Tell me about it. I'm still using a 3G, running iOS 4.2.1. Frankly, it's so
slow as to be almost useless. But at least I can still make calls. (I guess
it's time for an upgrade)

------
naz
Even better -- that's actually an iPhone 4 (notice the black band by the
headphone socket).

------
mtgx
It seems most people are willing to buy a new iPhone or iPad just because it's
"new" (doesn't even matter what improvements it has, if any) and because it's
from Apple. I remember a video doing the same for the new iPad using and iPad
2, and the reaction was the same.

------
skidding
Am I the only one who saw this as a skit and nothing more? I don't watch
Kimmel a lot but when Conan does a bit like this the people on it are always
paid actors. It's still funny, but I wouldn't expect a late-night talk show to
bother actually interviewing random people when they can make their own script
the way they want it and get away with it (not saying it in a bad way, it's a
comedy show after all).

------
dakrisht
Hilarious. People are just downright brainwashed by genius marketing, hype and
a general oblivion of the facts and reality. America. LOL

------
Nathandim
The article implies that all people in question have an iPhone. The video
shows only 2 of them comparing their iPhone and the last person only claims
that he has it. Why? I mean, it's not a natural iPhone owner reaction not to
whip out his current phone to make a comparison.

My point is, over half of the people in question do not show a clear
indication of owning an iPhone 4S besides their claim and the video says that
they ask people. Not iPhone owners exclusively. People. It measures consumer
awareness, not necessarily Apple buyers, like thenextweb article says. They
are likely to guess due to their personal knowledge of older products.

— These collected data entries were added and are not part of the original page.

PR #2340, opened 2020-04-01
fix CronJob EndDate Parsing 

DerKaito:

The end-date in the Shopware-Crons is not parsed correctly. I my Case 1st April will parsed as the 4th January. That happen in a cron that used the getEnd function and in the command sw:cron:list

It checks the param is a string and give the Zend_Date the parsing format ISO_8601.
The same code is used in the setNext function some lines above.  

This happen in sw:cron:list or when you use the getEnd function in your CronJob.

### 6. Checklist

### DIFF
--- a/engine/Library/Enlight/Components/Cron/Job.php
+++ b/engine/Library/Enlight/Components/Cron/Job.php
@@ -324,7 +324,7 @@ class Enlight_Components_Cron_Job
     public function setStart($start = null)
     {
         if (!$start instanceof Zend_Date) {
-            $start = new Zend_Date($start);
+            $start = new Zend_Date($start, is_string($start) ? Zend_Date::ISO_8601 : null);
         }
         $this->start = $start;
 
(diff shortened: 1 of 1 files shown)


engine/Library/Enlight/Components/Cron/Job.php
```diff
@@ -344,14 +344,14 @@ public function getEnd()
...
-     * @param null|Zend_Date $end
+     * @param string|null|Zend_Date $end
      *
      * @return Enlight_Components_Cron_Job
      */
     public function setEnd($end = null)
     {
         if ($end !== null && !$end instanceof Zend_Date) {
-            $end = new Zend_Date($end);
+            $end = new Zend_Date($end, is_string($end) ? Zend_Date::ISO_8601 : null);
```
shyim, line 354: Can you fix this also in `setStart`?

DerKaito: sure

shyim:

PR #2341, opened 2020-04-01
Update rss.tpl

ededagic:
Without escape it seems that some characters can cause rss feed break

Without escape some characters ma break the rss feed.

it escapes the sCategoryContentdescription value in the view

use some weird polish characters in the description

### 6. Checklist

### DIFF
--- a/themes/Frontend/Bare/frontend/blog/rss.tpl
+++ b/themes/Frontend/Bare/frontend/blog/rss.tpl
@@ -5,7 +5,7 @@
         <atom:link href="{$sCategoryContent.rssFeed}" rel="self" type="application/rss+xml"/>
         <title>{block name='frontend_atom_title'}{s name="BlogRssFeedHeader"}{$sCategoryContent.description|escape:'hexentity'}{/s}{/block}</title>
         <link>{url controller='index'}</link>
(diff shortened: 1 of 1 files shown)


themes/Frontend/Bare/frontend/blog/rss.tpl
```diff
@@ -5,7 +5,7 @@
         <atom:link href="{$sCategoryContent.rssFeed}" rel="self" type="application/rss+xml"/>
         <title>{block name='frontend_atom_title'}{s name="BlogRssFeedHeader"}{$sCategoryContent.description|escape:'hexentity'}{/s}{/block}</title>
         <link>{url controller='index'}</link>
-        <description>{$sShopname|escapeHtml} - {$sCategoryContent.description}</description>
+        <description>{$sShopname|escapeHtml} - {$sCategoryContent.description|escape}</description>
```
shyim, line 8: Why `escape` here instead of `escapeHtml`

ededagic: No specific reason, escape just worked, escapeHtml not tested.

PaddyS: Could you please change this then and test it? :-)

PR #2342, opened 2020-04-01
API improvement

Algorithman:
When adding products with image(s), also apply a albumId to each (albumId -1 if not provided)

When filling/updating the shop via Article API all images were put into the main album (-1).
Sorting them by hand with 1000's of pictures was taking too long.
And the function internalCreateMediaByFileLink already was accepting an albumId as parameter.

If a albumId is provided in the Article POST (inside the Image object besides the link parameter) the image will be put into the correct album

Add a Article via POST and provide a image with it. For now you can't provide the albumId.

REST-API https://developers.shopware.com/developers-guide/rest-api/examples/article/
Adding a complete example for a new product with an image would be nice.

### 6. Checklist

### DIFF
--- a/engine/Shopware/Components/Api/Resource/Article.php
+++ b/engine/Shopware/Components/Api/Resource/Article.php
@@ -2350,9 +2350,17 @@ class Article extends Resource implements BatchInterface
             );
 
             if (isset($imageData['link'])) {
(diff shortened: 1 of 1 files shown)


shyim:

PR #2344, opened 2020-04-12
Zend: Update HTTP version check regex for HTTP/2

myfluxi:
I'm seeing more sites use HTTP/2 now, his causes our Zend
implementation to fail. Use a different regex that makes
the dot and the word (digit) after optional.

Tests: Zuora API calls do not raise an exception. All other sites still work.

Sites that use HTTP/2 protocol raise an exception because a regex check fails.

The regex is updated insofar the dot and following word (digit) is optional.
That way we can use all the versions that exist in the wild (1.1, 1.2, 2) but also 3.

Create a zend client and call a site that uses protocol version 2
(we observed this with Zuora).

-

-

### 6. Checklist

- [ x ] I have written tests and verified that they fail without my change
- [ - ] I have squashed any insignificant commits
- [ - ] This change has comments for package types, values, functions, and non-obvious lines of code

### DIFF
--- a/engine/Library/Zend/Http/Response.php
+++ b/engine/Library/Zend/Http/Response.php
@@ -175,7 +175,7 @@ class Zend_Http_Response
         $this->body = $body;
 
         // Set the HTTP version
-        if (! preg_match('|^\d\.\d$|', $version)) {
+        if (!preg_match('|^\d(\.\d)?$|', $version)) {
             throw new Zend_Http_Exception("Invalid HTTP response version: $version");
         }
 


shyim:
Why are you still using this Http Client? We want maybe deprecate this component in 5.7

myfluxi:
Oh, you are right. We are finally migrating from 5.1.x and have quite a bit of leftover code.

As a proper solution, I quickly moved to a Guzzle implementation.

Then again, it could be fixed here if it is still an issue in 5.6.7 if there is one or 5.7.

shyim:
Thanks! 💙

PR #2346, opened 2020-04-16
Global cronjob events

dejanvujanovic:
It will allow each cronjob to be tracked instead of just an individual one.

The current implementation allows you to subscribe to only one cronjob, by adding a cronjob action at the end of the event. If you want to track more than one or all the cronjobs, you need to subscribe to each cronjob individually through the plugin. With these changes you can subscribe to only one event and thus you can still follow all or just one cronjob.

Subscribe to all cronjobs which are present inside the shop.

No documentation change is needed.

### 6. Checklist

### DIFF
--- a/engine/Library/Enlight/Components/Cron/Manager.php
+++ b/engine/Library/Enlight/Components/Cron/Manager.php
@@ -282,7 +282,7 @@ class Enlight_Components_Cron_Manager
             }
 
             $this->endJob($job);
-            $this->eventManager->notify('Shopware_CronJob_Finished_' . $job->getAction(), [
+            $this->eventManager->notify('Shopware_CronJob_Finished', [
                 'subject' => $this,
                 'job' => $job,
             ]);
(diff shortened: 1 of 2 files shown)


engine/Library/Enlight/Components/Cron/Manager.php
```diff
@@ -282,7 +282,7 @@ public function runJob(Enlight_Components_Cron_Job $job)
             }
 
             $this->endJob($job);
-            $this->eventManager->notify('Shopware_CronJob_Finished_' . $job->getAction(), [
+            $this->eventManager->notify('Shopware_CronJob_Finished', [
```
shyim, line 290: This is an BC Break. Please fire two events

dejanvujanovic: I added them as two separate events.

shyim:

PR #2347, opened 2020-05-04
Merge translations on update

hlohaus:

On product update the translations get lost.

Activate the merge modus on update.

### 6. Checklist


shyim:
Is that not a breaking change?

hlohaus:
> Is that not a breaking change?

It's maybe a bug. So it's maybe okay?

shyim:
Hey,
@hlohaus This change could leak to unwanted behaviour when we apply this in a patch version when someone depends on the old change.

So I would suggest having a parameter like already existing `__options_image` with replace => false. Were we have the same behaviour after this change, but when the user wants to merge it, he could enable it :)

What do you think about that?

Issue #769, opened 2026-09-10
ci: add a ThreadSanitizer job (clang, not GCC — GCC 11's libtsan is unusable here)


tvatter:
`VINECOPULIB_SANITIZERS` adds `-fsanitize=address,undefined`, neither of which
detects data races, so the Ubuntu/GNU Debug job would pass on racy code. It did:
the race fixed in #764 — `ThreadPool` reading `stopped_`, `jobs_`, `num_busy_`
and `error_ptr_` without holding its mutex — sat green in CI throughout.

**Use clang.** GCC 11's libtsan mis-tracks the mutex across
`pthread_cond_timedwait`, so any code using `std::condition_variable::wait_for`
loses its happens-before edge and every access that mutex protects is reported
as a race. Reduced to a 20-line, provably correct program (producer writes
`payload`/`ready` under the mutex; consumer reads them under the mutex via
`cv.wait_for`), g++-11 reports one data race and one "double lock of a mutex";
plain `cv.wait` is clean; clang 14 and 16 are clean. A textbook worker pool with
no vinecopulib code gets 9 warnings under g++-11 and 0 under clang-16.

`ThreadPool::wait()` uses `cv_busy_.wait_for`, so a GCC-based job would be all
false positives.

What works, verified on #764's branch:

```
cmake -S . -B build/tsan -DCMAKE_BUILD_TYPE=Debug \
  -DCMAKE_CXX_COMPILER=clang++-16 -DVINECOPULIB_SANITIZERS=OFF \
  -DCMAKE_CXX_FLAGS="-fsanitize=thread -fno-omit-frame-pointer -g"
cmake --build build/tsan --target test_tools_thread_only
setarch "$(uname -m)" -R build/tsan/bin/test_tools_thread_only
```

- pre-fix header: 3 races (`announce_stop`, and `jobs_.empty()` twice)
- post-fix header: 0 warnings
- full `test_tools_thread` suite: 0 warnings, 9/9 pass

Two practicalities for the workflow: TSan needs its own build directory since it
cannot combine with ASan; and on kernels whose `vm.mmap_rnd_bits` exceeds what
the runtime supports it aborts at startup with `FATAL: ThreadSanitizer:
unexpected memory mapping`, worked around by running under
`setarch "$(uname -m)" -R` (or by lowering the sysctl, which needs root). Worth
keeping the `setarch` wrapper in the job so it does not depend on the runner's
kernel settings.

[...]

Issue #768, opened 2026-09-10
findHeaders.cmake generates 2 of 48 headers when the source path contains a regex metacharacter


tvatter:
The `.ipp` loop in `findHeaders.cmake` was deliberately switched to
`string(REPLACE)` because the source directory is arbitrary and may contain
regex metacharacters (comment at lines 24-25). The `.hpp` loop below it still
uses `string(REGEX REPLACE)` on absolute paths and on `${ipp_file}`
(lines 68-69, 75), so it silently misbehaves for such a path.

With the tree checked out at `.../vine+copulib` and `VINECOPULIB_PRECOMPILED=ON`:

```
configure rc=0                      # succeeds
generated/src/**/*.cpp      33      # the .ipp loop is fine
generated/include/**/*.hpp   2      # should be 48
```

The two survivors are `vinecopulib.hpp` and `version.hpp`, which are copied with
`file(COPY)` rather than through the regex loop.

The failure is confusing rather than obvious. With the generated headers absent,
the compiler falls back to any *installed* copy on the include path — and those
still carry their `#include <...ipp>` line, so each `.ipp` is both inlined and
compiled as its own translation unit:

```
generated/src/bicop/family.cpp:72:1: error: redefinition of
  'std::string vinecopulib::get_family_name(vinecopulib::BicopFamily)'
In file included from /usr/local/include/vinecopulib/bicop/family.hpp:130,
```

So a developer whose checkout path happens to contain `+` or `.` gets a
redefinition error pointing at an unrelated installed header. With no
vinecopulib installed they would instead get "file not found".

Fix: use `string(REPLACE)` in the `.hpp` loop as well.

Found while working on #764.

Issue #767, opened 2026-09-10
ThreadPool stays poisoned after a job throws: later wait() calls rethrow and silently drop queued work


tvatter:
`ThreadPool::error_ptr_` is set by `do_job()` and never cleared, so a pool that
has run one throwing job is unusable for the rest of its life: every subsequent
`wait()` rethrows the same stale exception, and because `wait()` treats a stored
error as a reason to cancel the queue, work pushed afterwards is dropped without
running.

```cpp
ThreadPool pool(4);
pool.push([] { throw std::runtime_error("first job"); });
try { pool.wait(); } catch (const std::exception& e) {}   // "first job" — correct

std::atomic<int> ran{0};
pool.push([&ran]() noexcept { ++ran; });
pool.wait();   // throws "first job" again, and ran == 0
```

Observed on `main` and unchanged by #764.

Not reachable today: the only long-lived pool is `VinecopSelector::pool_`, and a
throwing job there propagates out of `select()` and takes the whole object with
it. It matters for anyone reusing a pool, which the class otherwise supports
(`wait()` exists precisely so a pool can be reused without joining).

The fix is to clear `error_ptr_` when `rethrow_exceptions()` consumes it, but
that needs a decision first: `join()` is `wait()` then `announce_stop()` +
`join_workers()`, so when `wait()` throws today the workers are never stopped.
Whether `join()` should still shut down on the error path is the real question.

PR #774, opened 2026-09-10
Fix the thread-pool error state, the dependency-path and generated-header builds, and add a ThreadSanitizer job

### LINKED ISSUE #766: build: -DEIGEN3_INCLUDE_DIR and -DBoost_INCLUDE_DIRS break the build they are documented to fix
AGENTS.md documents `EIGEN3_INCLUDE_DIR` and `Boost_INCLUDE_DIRS` as the way to
point at a dependency when `find_package` cannot find it. Setting either does
not work: `findDependencies.cmake` skips `find_package`, so the imported target
is never created, but `buildTargets.cmake:7`/`:11` link it unconditionally.

```
$ cmake -S . -B b -DVINECOPULIB_PRECOMPILED=ON -DEIGEN3_INCLUDE_DIR=/usr/include/eigen3
CMake Error at cmake/buildTargets.cmake:7 (target_link_libraries):
  Target "vinecopulib" links to:  Eigen3::Eigen
$ cmake -S . -B b -DVINECOPULIB_PRECOMPILED=ON -DBoost_INCLUDE_DIRS=/usr/local/include
CMake Error at cmake/buildTargets.cmake:7 (target_link_libraries):
  Target "vinecopulib" links to:  Boost::headers
```

Header-only is worse because it is silent: configure and generate both succeed,
and the exported target carries a dangling reference that only breaks consumers.

```
vinecopulibTargets.cmake:65:  INTERFACE_LINK_LIBRARIES "Eigen3::Eigen;wdm;Boost::headers;Threads::Threads"
```

This is the same shape as the `wdm_INCLUDE_DIRS` bug fixed for #755, which
suggests the fix there wants generalizing to Eigen and Boost: define an
interface target from the supplied include directory when the variable is set,
so the link line refers to something either way.

Found while working on #764; nothing in CI covers these variables.

tvatter:
Closes #766, #767, #768, #769, #775. Rebased onto `main` now that #764 merged.

## Fixes

- **#767** — `ThreadPool::error_ptr_` was never cleared, so after one throwing
  job every `wait()` rethrew it and dropped the work pushed since.
  `rethrow_exceptions()` consumes what it reports. That settles the question
  the issue raises about `join()`, which left its workers running when `wait()`
  threw: the wait loop moves into a private `wait_for_jobs()`, and `join()`
  stops and joins before rethrowing.
- **#766** — `-DEIGEN3_INCLUDE_DIR` / `-DBoost_INCLUDE_DIRS` skipped the
  `find_package` that defines the target the link line names. wdm's one-off fix
  (#754) becomes a function used for all three.
- **#768** — the `.hpp` loop matched path-derived patterns as regexes, so a
  path containing `+` or `.` generated 0 of 46 headers. `findHeaders.cmake` uses
  `cmake_path()`, which cannot have that bug rather than having it fixed.
- **#775** — the installed package resolved its dependencies with
  `find_dependency`, so a build given a directory shipped a package that failed
  for consumers. It records those directories and falls back to them.
- **#769** — a ThreadSanitizer job, plus a `packaging` job covering the three
  build-system promises above.

## Also fixed: a data race in `Vinecop::fit`

The TSan job reported one on its first run, pre-existing on `main`. Edges of a
tree are fitted concurrently and each reads `hfunc1`/`hfunc2` columns other
edges write (`class.ipp:718` against `:691`, and `:710` against `:693`).

Across 2800 random structures (d = 3..9, 47600 reads) the read column is always
of higher index than the reading edge, and 25% of reads hit a column another
edge of the same tree writes — so serial order was what made the in-place
scheme correct, and the pool removed that guarantee. With more than one thread
the edges read a snapshot of the previous tree; the serial path is unchanged.

The new test asserts a parallel fit reproduces the serial one, but it did not
fail in fifteen runs of the unfixed code: the read almost always wins. TSan
catches it every time, which is the argument for the job.

## CMake 3.20...4.0

For `cmake_path()`, and the range opts into the policies up to 4.0. Boost
becomes CONFIG-only, since `CMP0167` removes `FindBoost`; the `CMP0074` and
`CMP0144` blocks go with it. Two things the policies broke and this fixes:
`codeCoverage.cmake` used an empty `COMMAND ;`, which `CMP0175` rejects.

## Notes

- The TSan job uses **clang**: GCC's libtsan reports false races on any
  `std::condition_variable::wait_for`, which `ThreadPool::wait()` uses.
- It installs R, because the whole `VinecopTest` fixture skips without Rscript.
  The assertion on the `PASSED` count is what caught that.
- The composite action now exports `BOOST_ROOT` and `Eigen3_ROOT`, removing
  that step from six jobs across three workflows. The
  `EIGEN3_INCLUDE_DIR`/`Boost_INCLUDE_DIR` exports are gone: CMake never read
  them, and the Eigen path in them was wrong.

## Verification

Ubuntu 22.04, GCC 12 and clang 14: 755 tests pass with R parity on; TSan is
clean across the three areas and reports the race when the `fit` change is
reverted; #766 and #768 fail before and pass after; the generated tree is
byte-identical across the `cmake_path()` rewrite; the installed package
resolves its dependencies with `find_package` disabled for all three, and fails
against the previous config.

## Follow-up

#776 — `Vinecop::fit` ignores the `num_threads` its controls carry. Left out:
public API change, four reasonable fixes.

### DIFF
--- a/.github/actions/install-dependencies/action.yml
+++ b/.github/actions/install-dependencies/action.yml
@@ -116,6 +116,13 @@ runs:
             -DCMAKE_INSTALL_PREFIX="$prefix" \
             -DBUILD_TESTING=OFF
           cmake --build eigen-src/build --config Release --target install
+          echo "Eigen3_ROOT=$prefix" >> $GITHUB_ENV
+      shell: bash
+
+    # find_package reads both through CMP0074, so every caller needs them.
+    - name: Export the dependency roots
+      if: inputs.boost == 'true'
+      run: echo "BOOST_ROOT=${{ steps.boost.outputs.BOOST_ROOT }}" >> $GITHUB_ENV
       shell: bash
 
     - name: Install wdm (pinned to ${{inputs.wdm_ref}})
--- a/.github/workflows/codeql.yml
+++ b/.github/workflows/codeql.yml
@@ -52,7 +52,6 @@ jobs:
       - name: Set environment variables
         run: |
           echo "BOOST_ROOT=${{ steps.install-dependencies.outputs.BOOST_ROOT }}" >> $GITHUB_ENV
-          echo "Boost_INCLUDE_DIR=${{ steps.install-dependencies.outputs.BOOST_ROOT }}/include" >> $GITHUB_ENV
           echo "Eigen3_ROOT=${{ runner.temp }}/eigen" >> $GITHUB_ENV
 
       # Precompiled, so the .ipp files become translation units CodeQL can see.
--- a/.github/workflows/codeql.yml
+++ b/.github/workflows/codeql.yml
@@ -46,14 +46,6 @@ jobs:
           R: false
           lcov: false
 
-      # BOOST_ROOT and Eigen3_ROOT must be exported: find_package picks them
-      # up via CMP0074, ahead of CMake's user package registry, where the
-      # in-workspace eigen-src build tree registers itself.
-      - name: Set environment variables
-        run: |
-          echo "BOOST_ROOT=${{ steps.install-dependencies.outputs.BOOST_ROOT }}" >> $GITHUB_ENV
-          echo "Eigen3_ROOT=${{ runner.temp }}/eigen" >> $GITHUB_ENV
-
       # Precompiled, so the .ipp files become translation units CodeQL can see.
       - name: Build (precompiled, so the .ipp tree is compiled)
         run: |
--- a/.github/workflows/continuous_integration.yml
+++ b/.github/workflows/continuous_integration.yml
@@ -133,8 +133,11 @@ jobs:
             if [ "${{ matrix.cfg.os }}/${{ matrix.cfg.name }}" == "ubuntu-latest/GNU" ]; then
               cmake .. -DVINECOPULIB_STRICT_COMPILER=ON \
                 -DVINECOPULIB_CODE_COVERAGE=ON \
+                -DVINECOPULIB_SANITIZERS=ON \
                 -DCMAKE_BUILD_TYPE=Debug \
                 -DCMAKE_EXPORT_COMPILE_COMMANDS=ON
+              ASAN_OPTIONS=detect_leaks=1:detect_stack_use_after_return=1 \
+              UBSAN_OPTIONS=halt_on_error=1:print_stacktrace=1 \
               make vinecopulib_coverage
             else
               cmake .. -DCMAKE_BUILD_TYPE=Debug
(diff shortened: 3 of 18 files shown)


tvatter:
Independently reproduced the `Vinecop::fit` race and confirmed this fix, from
the #764 side. My own probe — d=8, structure seed 7, n=400, itau,
`vc.fit(u, ctrl, 8)` — under clang-16 TSan:

| build | result |
| --- | --- |
| `main` | rc=66, **2 data races** |
| this branch | rc=0, **0 warnings** |

**There are two racing pairs, and the description only cites one.** Both are
covered by the fix, so nothing needs changing in the code — but a reviewer
checking whether the fix is complete will want to see that both were found:

```
Write class.ipp:718  (hfunc2.col(edge) = ...)  vs  Read class.ipp:691  (hfunc2.col(m-1))
Write class.ipp:710  (hfunc1.col(edge) = ...)  vs  Read class.ipp:693  (hfunc1.col(m-1))
```

The second is the same bug on the `hfunc1` pair, and it reproduces on a
different structure seed than the one in the description.

The `class.ipp` fix reads correctly to me: snapshot per tree, reads through the
`*_in` references, writes still live, and the serial path binds those references
to the live matrices so it copies nothing. That reproduces serial semantics
exactly — a serial read is either the edge's own column before it writes it, or
a higher-index column still holding the previous tree's value, and the snapshot
supplies both.

~~One non-blocking observation: the threaded path copies all four matrices per
tree even when the data is all-continuous and the two `_sub` matrices are
unused.~~

**Corrected** — that was wrong, and the cost is smaller than I said.
`hfunc1_sub`/`hfunc2_sub` are only assigned under `if (get_n_discrete() > 0)`,
so for all-continuous input they stay default-constructed 0x0 and their two
snapshot assignments are no-ops. Continuous data copies two matrices, not four:
3.2 MB per tree level at d=20/n=10000, into a buffer Eigen reuses after the
first level. Against fitting d(d-1)/2 pair copulas that is noise. Only
mixed-discrete input pays for four, and there the `_sub` matrices were already
allocated. No profiling concern.

A gotcha for anyone repeating the measurement: `fit()` takes `num_threads` as
its third parameter, not from the controls object
(`fit(data, FitControlsBicop, size_t num_threads = 1)`). My first probe set it
on a `FitControlsVinecop` and passed that as `controls`, so it ran serially and
reported 0 races on `main` — which looked like a refutation until I noticed the
probe was wrong.

PR #777, opened 2026-09-14
feat(bicop)!: view a fitted copula under different variable types

tvatter:
Stacked on #771.

## Why

`Bicop::as_continuous()` returned the same copula with neither variable declared
discrete. There was no way to go the other direction without `set_var_types()`,
which mutates an object the caller may not own.

That gap has a downstream cost. pyvinecopulib's `DiscreteBicop` builds the
mixed-discrete surface for a pair by differencing four `cdf` values — the route
`AbstractBicop` took until #771. Since #771 a kernel copula reads each atom's
probability off the interpolation grid instead, so the two disagree by ~1e-9 at
the atom widths a vine's inner trees reach, and a wrapper holding a compiled
`Bicop` has no way to ask for the better route.

## What changed

Per @tnagler's suggestion, one method rather than a pair:

```cpp
Bicop with_var_types(const std::vector<std::string>& var_types = { "c", "c" }) const;
```

It replaces `as_continuous()` and goes in either direction. The model is
untouched — only the declaration the evaluation methods read changes — so a
fitted copula can be evaluated on a continuous, discrete or mixed edge without
being refitted.

**Breaking, and the old spelling is the default argument:** `bc.as_continuous()`
becomes `bc.with_var_types()`. NEWS and the migration guide both record it.

`BicopView::as_continuous()` keeps its name — it is a non-owning view with no
types to supply, and it is internal.

`set_var_types()` already validates, so an ill-formed declaration throws from
there. `as_continuous()` was also undocumented, which downstream meant an empty
docstring, since these comments are lifted verbatim into the Python API text.

## Test

`discrete.with_var_types_round_trips_the_variable_types` pins that the view and
a mutated copy are bit-identical on `pdf` / `hfunc1` / `hfunc2`, that the source
is left alone, that the two directions are inverse, and that a bad declaration
throws.

Full suite: 765 tests, all passing. clang-format 14.0.6 and codespell 2.4.3 clean.

No NEWS entry beyond the breaking-change line — this rides with #771.


tnagler:
maybe `as_continuous()` and `as_discrete()` are not the right names if this is used generally. maybe just a single method called `with_var_types()` or so?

Also, the whole idea reminded me of this
<https://www.youtube.com/watch?v=XYU1a0lTTTw> people suddenly agreeing that
they know him from X movie, heard his songs while in reality he had none.

------
the_mat
The "it feels so much faster" comments don't fly with me. The iPhone 4 still
feels slick and speedy in September 2012. The 4S was faster, but it wasn't
noticeable except for certain apps. Now the 5 is 2x faster again, but it's how
much CPU is really needed to slide icons around and play music and look at
photos?

------
Alex3917
It's now been over three years since the 3GS was released, and there's
essentially zero difference between the 3GS and the iPhone 5. I honestly don't
see any point in upgrading unless I drop my current one, which isn't likely.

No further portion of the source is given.